▶ [PROBLEM STATEMENT] Among the entries below, find the lines with the word "your" and copy them.
*** Opening DATASET RECORDS ***
PR #4344, opened 2020-12-31
Added dsm7 preview toolchain for syno-armada38x-7.0

zyrill:
_Motivation:_  Added dsm7 preview toolchain for syno-armada38x-7.0 to build packages for dsm7

### Checklist
- Build of package (transmission) succeeded
- Needs more work (elsewhere?) though, as the correct setting for TC_VERS in the Makefile is "7.0%20preview" (else the tc download fails), but the correct setting for os_min_ver in the INFO file is "7.0-40000" (else the package won't install in the dsm GUI). No idea where to fix this, seems to be a double-usage of a variable that doesn't cover this edge case


publicarray:
Thanks for your contribution! and for willing to test the dsm7. But due to having #4320 merged recently I think it is best that I rebase the dsm7 branch with master first before adding more architectures. I think it will be easier that way.

publicarray:
I set the `TC_DIST_SITE_URL = https://sourceforge.net/projects/dsgpl/files/Tool%20Chain/DSM%207.0%20preview%20Tool%20Chains/` variable (we can remove it later) when/if the final versions are releases

toolchains/syno-armada38x-7.0/Makefile
```diff
@@ -0,0 +1,11 @@
+TC_ARCH = armada38x
+TC_VERS = 7.0%20preview
+TC_KERNEL = 3.10.108+
```
publicarray, line 3: For the DSM7 I assume the kernel version is higher than `4.4.xxx+`

publicarray:
```
$ uname -a
Linux NAS 4.4.180+ #41222 SMP Fri Dec 4 19:02:12 CST 2020 x86_64 GNU/Linux synology_apollolake_418play
```

publicarray: NVM They did not update the kernel for this arch :shrug:  https://sourceforge.net/projects/dsgpl/files/Tool%20Chain/DSM%207.0%20preview%20Tool%20Chains/Marvell%20Armada%2038x%20Linux%203.10.108/

publicarray:
Thanks, I've cherry picked your commit.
*** Closing DATASET RECORDS ***
▶ [WRITTEN RESPONSE]
Thanks for your contribution! and for willing to test the dsm7. But due to having #4320 merged recently I think it is best that I rebase the dsm7 branch with master first before adding more architectures. I think it will be easier that way.
Thanks, I've cherry picked your commit.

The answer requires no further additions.